Bros si configura come un’opera di immagini, suggestioni e suoni che si può riassumere in una parola: disturbante. Lo spettacolo di Romeo Castellucci si impone sulla platea, fin dai primi minuti, in maniera netta. Una dittatura, quella a cui è sottoposto il pubblico in sala, che non ammette momenti di pausa. Dopo aver “rintronato” gli spettatori con un totem sonoro che scandagliando l’etere mette subito lo spartito della messa in scena su toni cupi e abissali, il monologo iniziale fa scendere un religioso silenzio fra le poltrone.
Un potente Valer Dellakeza nei panni del profeta, prima martorizzato poi venerato, getta le basi sulle azioni, che caratterizzeranno i quasi novanti minuti di pièce, usando le parole bibliche di Geremia: “Ti faranno guerra, ma non ti vinceranno, perché io sono con te per salvarti”.

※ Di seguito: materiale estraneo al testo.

PR #2684, opened 2022-08-14
Remove unused diagonalizers and linear solvers from dfoccwave::Tensor2d and dfoccwave::Array2d

TiborGY:
## Description
Much like `occ` (PR #2679), `dfocc` also has these functions that are never called anywhere C++-side, and not `PSI_API`.
This is another shard of the https://github.com/psi4/psi4/pull/2642 mega-PR that can be merged independently.

## Todos
- [x] Unused code is removed from dfoccwave::Array2d
- [x] Unused code is removed from dfoccwave::Tensor2d

## Status
- [x] Ready for review
- [x] Ready for merge

PR #1077, opened 2018-07-05
Port libqt to Windows

raimis:
## Description
This is part of Psi4 porting to Windows (#933).

## Todos
Notable points that this PR has either accomplished or will accomplish.
* **Developer Interest**
  - [x]  Replace `bzero` with `memset`
  - [x] Match function signatures
  - [x] Move a function to avoid a forward-declaration
  - [x] Fix PSI_API usage
  - [x] Add missing header
  - [x] `and` --> `&&`
  - [x] Disable system/user timer
  - [x] Move `<sys/timers.h>` porting to a separate header (after #1078 merged)
 
## Checklist
- [x] ~~Tests added for any new features~~
- [x] [All or relevant fraction of full tests run](http://psicode.org/psi4manual/master/build_planning.html#how-to-run-a-subset-of-tests)

## Status
- [x] Ready for review
- [x] Ready for merge

PR #2822, opened 2022-12-04
Add deprecation message to schmidt_add in libqt

TiborGY:
## Description

After the removal of `sem_test` in #2776, the only remaining internal user of `libqt/schmidt_add.cc` is `libqt/david.cc`. That too is destined for removal, if its only user in `dfocc` is removed by #2684. So it looks like `schmidt_add` could be removed in the future, when all of its callers are gone.

To keep the promise of not randomly breaking API without fair warning, this PR deprecates the function, setting up its eventual removal. Note that this `schmidt_add` is not the same function as the `schmidt_add` in `cceom` or `detci`, even though the name is the same.

- [x] `PSI_API` function `int schmidt_add(double** A, int rows, int cols, double* v)` is deprecated and 1.7 will be the last release with it present.

## Dev notes & details

- [x] Deprecation message is added to `schmidt_add` in `libqt`

## Questions
- [ ] This function was tagged as `PSI_API` in #1077 by @raimis, do we know why it was necessary back then?

## Checklist
- [x] No new features
- [x] CI tests are passing

## Status
- [x] Ready for review
- [x] Ready for merge

### DIFF
--- a/psi4/src/psi4/libqt/blas_intfc.cc
+++ b/psi4/src/psi4/libqt/blas_intfc.cc
@@ -211,7 +211,7 @@ void PSI_API C_DROT(size_t length, double *x, int inc_x, double *y, int inc_y, d
  * \ingroup QT
  */
 
-double PSI_API C_DDOT(size_t length, const double* const x, int inc_x, const double* const y, int inc_y) {
+double PSI_API C_DDOT(size_t length, const double *const x, int inc_x, const double *const y, int inc_y) {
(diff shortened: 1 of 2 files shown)


loriab:
Good call on adding the deprecation warning. Unfortunately, I have no memory of why that `PSI_API` was added; fortunately, this is reversible.

JonathonMisiewicz (approved):

loriab (approved):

Gli spettatori, muniti all’ingresso del “Codice comportamentale consegnato a ignari partecipanti”, cominciano a capire il senso della banalità del male alla quale stanno per assistere. Sul comunicato stampa si legge: “A pochi minuti dall’inizio dello spettacolo a ciascuno “attore” è consegnata una divisa da poliziotto e un dispositivo auricolare. All’apertura del sipario gli “attori” devono scrupolosamente eseguire gli ordini impartiti loro per via auricolare. I comandi sono ricevuti individualmente. Ciascun poliziotto apprende in tempo reale i comandi. Ciascuna azione è compiuta nel tempo determinato dall’ordine. La matrice dei comandi rimane fuori scena, invisibile agli spettatori”.